Zero-Selection Handling

  • on_empty parameter for random-size methods: "error" (default), "warn" (fall back to SRS of 1), or "silent".

Survey Export

  • as_svydesign() converts tbl_sample to survey::svydesign() with correct strata, cluster ids, weights, and finite population corrections. Handles PPS WOR (Brewer approximation or exact ppsmat), WR/PMR (Inf FPC, Hansen-Hurwitz), certainty strata, balanced sampling, and two-phase designs.
  • as_svrepdesign() converts to replicate-weight designs via survey::as.svrepdesign(). For PPS and balanced designs, "subbootstrap" and "mrbbootstrap" are supported; other types emit a warning.
  • as_survey_design() and as_survey_rep() methods registered on srvyr generics for direct conversion to tbl_svy objects.
  • joint_expectation() computes pairwise joint inclusion probabilities (WOR) or joint expected hits (WR/PMR) for exact variance estimation. Supports balanced sampling via high-entropy approximation.
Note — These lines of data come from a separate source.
PR #9497, opened 2023-03-09
feat(platform): settings generator

### LINKED ISSUE #9432: User Menu and dialog in the shellbar
feature request

Create user menu and settings dialog component which will be added to the shellbar. It should look like [this](https://fundamental-styles.netlify.app/?path=/docs/components-user-menu--default).

- [x] Can we create it in platform and make it driven based on data (like wizard generator)?
- [x] Can we offer/include the theming selector (maybe integrate with the existing Theming functionality). The application should be able to specify the subset of the supported themes.
- [x] Document it with some examples

Out of scope: storing runtime the selected theme and being used in other applications.

N1XUS:
## Related Issue(s)

closes #9432

##### During Implementation

1. Visual Testing:

-   [x] Text Truncation

-   [x] API boundary values

-   [x] poor examples

4. Accessibility testing

##### PR Quality

-   [x] update `README.md`


libs/cdk/src/lib/utils/pipes/async-or-sync.pipe.ts
```diff
@@ -0,0 +1,135 @@
+import { ChangeDetectorRef, EventEmitter, OnDestroy, Pipe, PipeTransform, inject } from '@angular/core';
```
g-cheishvili, line 1: Can't we reuse `async` pipe here? Inject the pipe and invoke their transform function only in case of the non-static values. We would not need to support everything on our end

N1XUS: That might bring some memory leaks, so I would keep it like that for now.

N1XUS: I have another idea. Instead of loading pipe into pipe, I'll create `makeAsync` pipe which will transform any non-awaitable/subscribable variable into subscribable one, and then apply async pipe.

g-cheishvili: That way developer will need to use two pipes on one place

libs/core/src/lib/theming/theming.service.ts
```diff
@@ -18,13 +18,15 @@ import { THEMING_CONFIG_TOKEN } from './tokens';
...
+     * Theming configuration.
+     */
+    readonly config = new BaseThemingConfig();
 
     /**
-     * Current theme applied to the application.
+     * Observable of the current theme, applied to the application.
      */
-    get currentTheme(): Observable<CompleteThemeDefinition | null> {
+    get currentTheme$(): Observable<CompleteThemeDefinition | null> {
```
g-cheishvili, line 29: Add another getter, with name `currentTheme` and log in that getter that this is deprecated, and return `currentTheme$`

libs/cdk/src/lib/utils/pipes/async-or-sync.pipe.ts
N1XUS: Yea, OR he can make it async in his service/component. Since I'm against modifying passed initial data, pipe I think this is the best option here. Calling asyncPipe.transform directly may have unintentional side effects.

InnaAtanasova:
Screenshot 2023-03-15 at 1 13 15 PM
 I guess this issue comes from the Forms?

InnaAtanasova:
Screenshot 2023-03-15 at 1 08 25 PM
some overflow issues with the forms (inline help)

libs/platform/src/lib/smart-filter-bar/interfaces/smart-filter-dynamic-form-item.ts
```diff
@@ -3,9 +3,13 @@ import { SelectItem } from '@fundamental-ngx/platform/shared';
...
 
-export interface SmartFilterBarDynamicFormFieldItem extends DynamicFormFieldItem {
+export type SmartFilterBarDynamicFormFieldItem = DynamicFormFieldItem<{
     guiOptions: SmartFilterBarDynamicFormFieldGuiOptions;
-}
+}>;
+
+// export interface SmartFilterBarDynamicFormFieldItem extends DynamicFormFieldItem {
+//     guiOptions: SmartFilterBarDynamicFormFieldGuiOptions;
+// }
```
InnaAtanasova, line 12: maybe delete these if not needed

libs/platform/src/lib/wizard-generator/interfaces/wizard-generator-form-group.interface.ts
```diff
@@ -61,9 +61,11 @@ export interface WizardGeneratorFormGroupItem extends DynamicFormFieldGroup {
...
-    dependencyFields?: WizardGeneratorDependencyFields;
-}
+export type WizardGeneratorFormFieldItem = DynamicFormFieldItem<{ dependencyFields?: WizardGeneratorDependencyFields }>;
+
+// export type WizardGeneratorFormFieldItem extends DynamicFormFieldItem<{dependencyFields: WizardGeneratorDependencyFields}> {
+//     /**
+//      * @description Object of dependency fields that are used with `when` function
+//      */
+//     dependencyFields?: WizardGeneratorDependencyFields;
+// }
```
InnaAtanasova, line 71: needed?

N1XUS:
@InnaAtanasova Your comments has been addressed.
Now user can configure not just the width of the sidebar, but also mobile breakpoint when sidebar becomes 100%, and content is hidden by default, until user clicks on some sidebar item.

InnaAtanasova (approved):

mikerodonnell89:
Some visual things i noticed:

- No padding on the skeleton items here:

Screenshot 2023-03-20 at 12 57 26 PM


- Feels odd to me that the form is so far right aligned here, I think with screens at this width we should be using multiple columns such that these inputs are more left aligned

Screenshot 2023-03-20 at 12 51 57 PM

N1XUS:
> Some visual things i noticed:
> 
> * No padding on the skeleton items here:
> 
> Screenshot 2023-03-20 at 12 57 26 PM
> 
> * Feels odd to me that the form is so far right aligned here, I think with screens at this width we should be using multiple columns such that these inputs are more left aligned
> 
> Screenshot 2023-03-20 at 12 51 57 PM

Hello Mike. Thank you for your feedback.
As to skeleton padding - it's not the issue of settings generator, but more of form-generator with skeleton, since form generator uses grid with paddings inside, and skeleton completely ignores it. So it should be addressed separately.

As to the form alignment, it's just an example of the grid positioning of the items. Users can change the responsive grid layout as they want to.

PR #9502, opened 2023-03-10
fix(platform): table with freezing columns hidden cell issues

### LINKED ISSUE #9492: [Sourcing][Accessibility] fdp-table frozen column focus issue
Bug

1) When moving between left and right table cells in a frozen columns , the focus appears to be broken and looks like 2 cells are focussed at once , which will confuse the disabled user

2) Reach the table using keyboard , press right arrow after description column , notice that visible focus is on "price" column but its not actually visible to users , next time we press right arrow key - the focus is visible on "status" column. When the hidden column receives focus, it should be scrolled in to view

Angular 15
core / platform: 0.39.0

This is replicable on [9082](https://sap.github.io/fundamental-ngx/#/platform/table#freezable) 

223171162-f8ac7b9b-6bbd-4f0f-9df7-827fbe9260cb

This is needed for guided sourcing customer commitment

mikerodonnell89:
fixes #9492 

Previously if a non-frozen table cell was partially obstructed by a frozen one, the focus for the entire non-frozen cell was still visible. Also, if a non-frozen cell was entirely obstructed by a frozen one and was navigated via keyboard, the cell would not be scrolled to, and it would appear as though focus was lost (when it was simply on the hidden element). This fixes both issues

https://user-images.githubusercontent.com/2471874/224383490-f335beac-be47-4394-a032-203b12b0d898.mov

### DIFF
--- a/libs/docs/platform/table/e2e/table-contents.ts
+++ b/libs/docs/platform/table/e2e/table-contents.ts
@@ -7,6 +7,14 @@ export const tableCellArr = [
     '66.04',
     'Stocked on demand'
 ];
+export const freezeTableCellArr = [
+    '10 Portable DVD player',
+    'diam neque vestibulum eget vulputate',
+    '66.04',
+    'Stocked on demand',
+    '2020',
+    'true'
+];
 export const groupTableCellArr = [
     '10 Portable DVD player',
     'diam neque vestibulum eget vulputate',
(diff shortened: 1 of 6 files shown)


g-cheishvili (approved):
It works

InnaAtanasova (approved):

PR #9529, opened 2023-03-16
feat(platform): implement end column freezing

### LINKED ISSUE #9030: Is there a way I can freeze the last one or several columns of <fdp-table>?

mikerodonnell89:
fixes #9030 

Adds a new input `freezeToEndColumns` that allows the freezing of columns at the end of the platform table.


libs/i18n/src/lib/languages/bulgarian.ts
```diff
@@ -423,6 +423,7 @@ export const FD_LANGUAGE_BULGARIAN: FdLanguage = {
         headerMenuSortDesc: 'Сортирай Нисходящо',
         headerMenuGroup: 'Групирай',
         headerMenuFreeze: 'Замрази',
+        headerMenuEndFreeze: 'Freeze to End',
```
InnaAtanasova, line 426: should use the proper language

libs/i18n/src/lib/languages/chinese.ts
```diff
@@ -352,6 +352,7 @@ export const FD_LANGUAGE_CHINESE: FdLanguage = {
         headerMenuSortDesc: '降序排序',
         headerMenuGroup: '分组',
         headerMenuFreeze: '冻结',
+        headerMenuEndFreeze: 'Freeze to End',
```
InnaAtanasova, line 355: should use the proper language

InnaAtanasova (approved):

N1XUS (approved):

PR #1533, opened 2023-03-25
extract: escape ~ in package name

sentriz:
consider packages from git.sr.ht, the user namespace is prefixed with `~`

so running something like `yaegi extract git.sr.ht/~emersion/scfg`

was producing syntax errors with `~` in identifiers. and also `~` in filenames which worked but probably best not to have it there either

thanks!


ldez:
Hello, can you sign the CLA? Thank you.

sentriz:
:+1:

mvertes (approved):
Looks good to me. Thank you for this first contribution.

PR #1551, opened 2023-05-12
fix: re-import of identical package with `sym.typ.cat == binPkgT`

he11olx:
test case:
```
func main() {
	script1 := `package script
import "encoding/json"
var _ = json.Marshal
`
	script2 := `package script
import "encoding/json"
var _ = json.Marshal
`
	inter := interp.New(interp.Options{GoPath: build.Default.GOPATH})
	_ = inter.Use(stdlib.Symbols)

	inter.Eval(script1)
	_, err := inter.Eval(script2)
	fmt.Println(err)
	// 2:8: json/_.go redeclared in this block
}
```

Related to: https://github.com/traefik/yaegi/pull/1066/files


he11olx:
Looks like not a bug but a feature. But In REPL, executing two `import "fmt" ` will also report errors.

```bash
➜  yaegi
> import "fmt"
: 0x14000030120
> import "fmt"
1:21: fmt/_.go redeclared in this block
```

PR #1556, opened 2023-06-13
fix(src): use `errors.Is(err, fs.ErrNotExist)`

laushunyu:
I implemented fs.FS. When the file does not exist, `xerrors.Wrap(fs.ErrNotExist, "")` will be returned. However, `os.IsNotExist` cannot handle this situation. I found the following comment:
```
// IsNotExist returns a boolean indicating whether the error is known to
// report that a file or directory does not exist. It is satisfied by
// ErrNotExist as well as some syscall errors.
//
// This function predates errors.Is. It only supports errors returned by
// the os package. New code should use errors.Is(err, fs.ErrNotExist).
```

Therefore, we should use `errors.Is(err, fs.ErrNotExist)` instead.


ldez:
@laushunyu you have to use an email related to your GitHub account to create your commit.
After that you will have to sign the CLA.

laushunyu:
> @laushunyu you have to use an email related to your GitHub account to create your commit. After that you will have to sign the CLA.

email corrected😇.

mvertes (approved):
Looks good to me. Thank you for this first contribution!

PR #1559, opened 2023-06-14
stdlib: remove embed wrapper

### LINKED ISSUE #1558: interface assertion not work

```go
package main

import (
	"fmt"
)

func main() {
	interpreter := interp.New(interp.Options{})
	interpreter.Use(stdlib.Symbols)
	expected := ""
	fmt.Printf(expected)

	_, err := interpreter.Compile(`package main

import "fmt"

type A struct {
}

func (a A) String() string {
	return "String"
}

func (a A) GoString() string {
	return "GoString"
}

func GetGoString() (fmt.GoStringer, bool) {
	var a fmt.Stringer = A{}
	goStr, ok := a.(fmt.GoStringer)
	return goStr, ok
}
`)
	if err != nil {
		panic(err)
	}

	mainSymbols := interpreter.Symbols("main")["main"]
	SelfSrc := mainSymbols["GetGoString"].Interface().(func() (fmt.GoStringer, bool))
	_, ok := SelfSrc()
	fmt.Println(ok)
}
```

### Expected result

```console
# go run .
true
```

### Got

```console
# go run .
false
```

### Yaegi Version

v0.15.1

### Additional Notes

hi,
assertion from a interface to another interface is not working.

I haven't found the exact location in the source code where this bug occurs yet, but I can suggest some possible causes and solutions for the bug:
```
package main

import "fmt"

type A struct {
}

func (a A) String() string {
	return "String"
}

func (a A) GoString() string {
	return "GoString"
}

func main() {
	var a fmt.Stringer = A{}
	v := reflect.ValueOf(&a).Elem()
	target := reflect.TypeOf((*fmt.GoStringer)(nil)).Elem()

	fmt.Println(v.Type(), target)
	fmt.Println(v.CanConvert(target))

	// implementation of interface v
	fmt.Println(v.Elem().Type(), target)
	fmt.Println(v.Elem().CanConvert(target))
}
```
output:
```
fmt.Stringer fmt.GoStringer
false
main.A fmt.GoStringer
true
```
I think when trying to know whether `v.CanConvert()`, we should `Elem` the v if `v.Kind == reflect.Interface`.

mvertes:
Embedding files using `//go:embed` and `embed` packages can not be supported in yaegi, so it is better to not generate the wrapper to embed and have a graceful error in case of usage of `embed.FS` in the interpreter.
Also update README about unsuported directives.

Fixes #1558.


ldez (approved):
LGTM

PR #1587, opened 2023-09-02
interp: Add wasip1 to known OS list

dennwc:
Adds `wasip1` to known OS list, introduced in golang/go#58141.

Without this change, `yaegi extract` may fail on Go 1.21 with the following message:
```
type-checking package "time" failed (<GOROOT>/src/time/zoneinfo_wasip1.go:8:5: platformZoneSources redeclared in this block)
```

### DIFF
--- a/interp/build.go
+++ b/interp/build.go
@@ -182,6 +182,7 @@ var knownOs = map[string]bool{
 	"openbsd":   true,
 	"plan9":     true,
 	"solaris":   true,
+	"wasip1":    true,
 	"windows":   true,
 }
 


dennwc:
@mvertes this one is small enough, should be fast to review.

mvertes:
This will be addressed through bringing the full support of Go1.21 which is in preparation, thanks.

dennwc:
@mvertes I would advocate for merging it earlier, since it prevents `yaegi extract` from working with Go 1.21 installation at all, even if the project is configured for Go 1.20.

mvertes (approved):
LGTM

Issue #1606, opened 2024-01-25
Assignment statement compile panic


chikaku:
### The following program `sample.go` triggers an unexpected result

```go
package main

import "github.com/traefik/yaegi/interp"

const code = `
package main

func main() {
	a, b, c := 1, 2
	_, _, _ = a, b, c
}
`

func main() {
	i := interp.New(interp.Options{})
	_, err := i.Compile(code)
	println("err:", err.Error())
}
```

### Expected result

```console
err: cannot assign 2 values to 3 variables
```

### Got

```console
panic: runtime error: index out of range [5] with length 5 [recovered]
        panic: 5:2: CFG post-order panic: runtime error: index out of range [5] with length 5

goroutine 1 [running]:
github.com/traefik/yaegi/interp.(*Interpreter).cfg.func2.1()
        /gopath/pkg/mod/github.com/traefik/yaegi@v0.15.1/interp/cfg.go:601 +0x74
panic({0x12b0620?, 0xc0000a8090?})
        /usr/local/go/src/runtime/panic.go:920 +0x270
github.com/traefik/yaegi/interp.(*Interpreter).cfg.func2(0xc0000eb040)
        /gopath/pkg/mod/github.com/traefik/yaegi@v0.15.1/interp/cfg.go:642 +0x9bc5
github.com/traefik/yaegi/interp.(*node).Walk(0xc0000eb040, 0xc0000f5cc8, 0xc0000f5d10)
```

### Yaegi Version

v0.15.1

PR #1607, opened 2024-01-25
interp: fix mismatch assign statement panic (#1606)

chikaku:
Follow by the [Spec](https://go.dev/ref/spec#Assignment_statements):

The number of operands on the left hand side must match the number of values. For instance, if f is a function returning two values `x, y = f()` assigns the first value to x and the second to y.

In the second form, the number of operands on the left must equal the number of expressions on the right, each of which must be single-valued, and the nth expression on the right is assigned to the nth operand on the left.

### DIFF
--- a/_test/assign19.go
+++ b/_test/assign19.go
@@ -1,0 +1,9 @@
+package main
+
+func main() {
+	a, b, c := 1, 2
+	_, _, _ = a, b, c
+}
+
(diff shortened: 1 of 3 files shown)


mvertes (approved):
Looks good to me.

Thank you for your contrbution and this bug fix.

PR #1621, opened 2024-04-02
fix: avoid memory leak in closure

### LINKED ISSUE #1618: significant memory leak when spawning a Goroutine

```go
package main

import (
	"fmt"
	"runtime"
	"sync"
)

func humanizeBytes(bytes uint64) string {
	const (
		_         = iota
		kB uint64 = 1 << (10 * iota)
		mB
		gB
		tB
		pB
	)

	switch {
	case bytes < kB:
		return fmt.Sprintf("%dB", bytes)
	case bytes < mB:
		return fmt.Sprintf("%.2fKB", float64(bytes)/float64(kB))
	case bytes < gB:
		return fmt.Sprintf("%.2fMB", float64(bytes)/float64(mB))
	case bytes < tB:
		return fmt.Sprintf("%.2fGB", float64(bytes)/float64(gB))
	case bytes < pB:
		return fmt.Sprintf("%.2fTB", float64(bytes)/float64(tB))
	default:
		return fmt.Sprintf("%dB", bytes)
	}
}

func main() {
	i := 0
	wg := sync.WaitGroup{}
	for {
		var m runtime.MemStats
		runtime.ReadMemStats(&m)
		fmt.Printf("#%d: alloc = %s, routines = %d, gc = %d\n", i, humanizeBytes(m.Alloc), runtime.NumGoroutine(), m.NumGC)

		wg.Add(1)
		go func() {
			wg.Done()
		}()
		wg.Wait()
		i = i + 1
	}
}
```

### Expected result

```console
[...]
#1295805: alloc = 1.79MB, routines = 1, gc = 21
#1295806: alloc = 1.79MB, routines = 1, gc = 21
#1295807: alloc = 1.79MB, routines = 1, gc = 21
[...]
```

### Got

```console
[...]
#1046468: alloc = 9.35GB, routines = 1, gc = 33
#1046469: alloc = 9.35GB, routines = 1, gc = 33
#1046470: alloc = 9.35GB, routines = 1, gc = 33
[...]
```

### Yaegi Version

any

### Additional Notes

This isn't a goroutine leak, as the goroutines count remains stable and it isn't a garbage collector contention as the garbage collector is in the same range of iterations.

This hints at a leak in the Yaegi wrapper code around the execution of goStmt (yaegi/interp/run.go) and I'm wondering if a reference is not kept to a frame preventing its garbage collection and leaking a frame per goroutine call (just a theory at this point, I'm 0% familiar with Yaegi).

It causes traefik OOM when running plugins on a machine with frequent goroutine spawns (ie: a ticker).

mvertes:
Simplify frame management. Remove node dependency on frame pointer.

Fixes #1618

### DIFF
--- a/interp/run.go
+++ b/interp/run.go
@@ -1289,11 +1289,13 @@ func call(n *node) {
 	}
 
 	n.exec = func(f *frame) bltn {
+		f.mutex.Lock()
 		bf := value(f)
 		def, ok := bf.Interface().(*node)
 		if ok {
 			bf = def.rval
 		}
+		f.mutex.Unlock()
 
 		// Call bin func if defined
 		if bf.IsValid() {
@@ -1915,11 +1917,18 @@ func getFunc(n *node) {
 
 			// Interpreter code execution.
 			runCfg(n.child[3].start, fr2, n, n)
+
+			f.mutex.Lock()
 			getFrame(f, l).data[i] = o
+			f.mutex.Unlock()
+
 			return fr2.data[:numRet]
 		})
 
+		f.mutex.Lock()
 		getFrame(f, l).data[i] = fct
+		f.mutex.Unlock()
+
 		return next
 	}
 }


ldez (approved):
LGTM

PR #1625, opened 2024-04-25
fix: don't panic in map range if assigned value is _

mvertes:
Ensure that the code generated for `for s, _ = range ...` is the same as `for s = range ...`.

Fixes 1622.


ldez (approved):
LGTM

PR #1633, opened 2024-05-16
adding support to 'plugin' package

Raiane-Dev:
for cases where we have package import errors, it is good to have the option to link a plugin that contains these libraries.


mvertes (changes requested):
Thank you for this first contribution! In fact, to add a new generated wrapper, you need to do the following:

- edit the file listing the wrappers to be generated, and add the missing `plugin` name to it, for example at  https://github.com/traefik/yaegi/blob/c32b3ecfb6d71a2c8d30333b90de543e5e0819da/stdlib/stdlib.go#L54
- from project root, run `make generate` with go version go1.22
- `make generate` again with go version go1.21

You should obtain new generated files `stdlib/go1_21_plugin.go` and `stdlib/go1_22_plugin.go`.

The pull request should contain patches to `stdlib/stdlib.go`, and the generated files.

Thanks.

PR #750, opened 2026-08-12
Reasoning agent context management

TomasKorbar:
This PR includes:

1. Dynamic context management implementation
2. Making Reasoning Agent note about doing things sequentially optional
3. Fix for parallel tool calling

### DIFF
--- a/ymir/agents/reasoning_agent/context_management.py
+++ b/ymir/agents/reasoning_agent/context_management.py
@@ -1,0 +1,237 @@
+"""Agent-driven conversation context compaction for ReasoningAgent.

Survey Planning (svyplan >= 0.6.0 integration)

  • design_effect() and effective_n() re-exported from svyplan with tbl_sample methods. Five methods: Kish, Henry, Spencer, Chen-Rust, and cluster planning.
  • Auto-extraction of design metadata (strata, clusters, selection probabilities) from the stored sampling design.
  • draw() accepts svyplan_n, svyplan_power, and svyplan_cluster objects directly from n_prop(), n_mean(), n_multi(), n_cluster(), power_prop(), power_mean().
  • Precision analysis: prec_prop(), prec_mean(), prec_cluster(), prec_multi() evaluate achieved precision at a given sample size. Bidirectional round-trip between n_*() and prec_*() via S3 dispatch.
  • Sensitivity analysis via predict() methods on all svyplan objects.
  • Response rate adjustment via resp_rate parameter across all planning functions.
  • Confidence intervals via confint() on sample size and precision objects.

Diagnostics

  • summary.tbl_sample() shows per-stage stratum allocation tables with N_h, n_h, f_h, and weight diagnostics (Kish DEFF, n_eff, CV).
  • validate_frame() checks for missing variables, NA values in strata/cluster columns, and MOS/PRN/auxiliary variable issues before execution.

Datasets

  • bfa_eas: 14,900 enumeration areas from Burkina Faso (LSMS/HBS style). Companion tables bfa_eas_variance and bfa_eas_cost for Neyman and optimal allocation.
  • zwe_eas and zwe_households: DHS-style two-stage cluster frame from Zimbabwe (22,600 EAs, 379,326 households).
  • ken_enterprises: 6,823 establishments from Kenya for enterprise surveys, panel partitioning, and PRN coordination examples.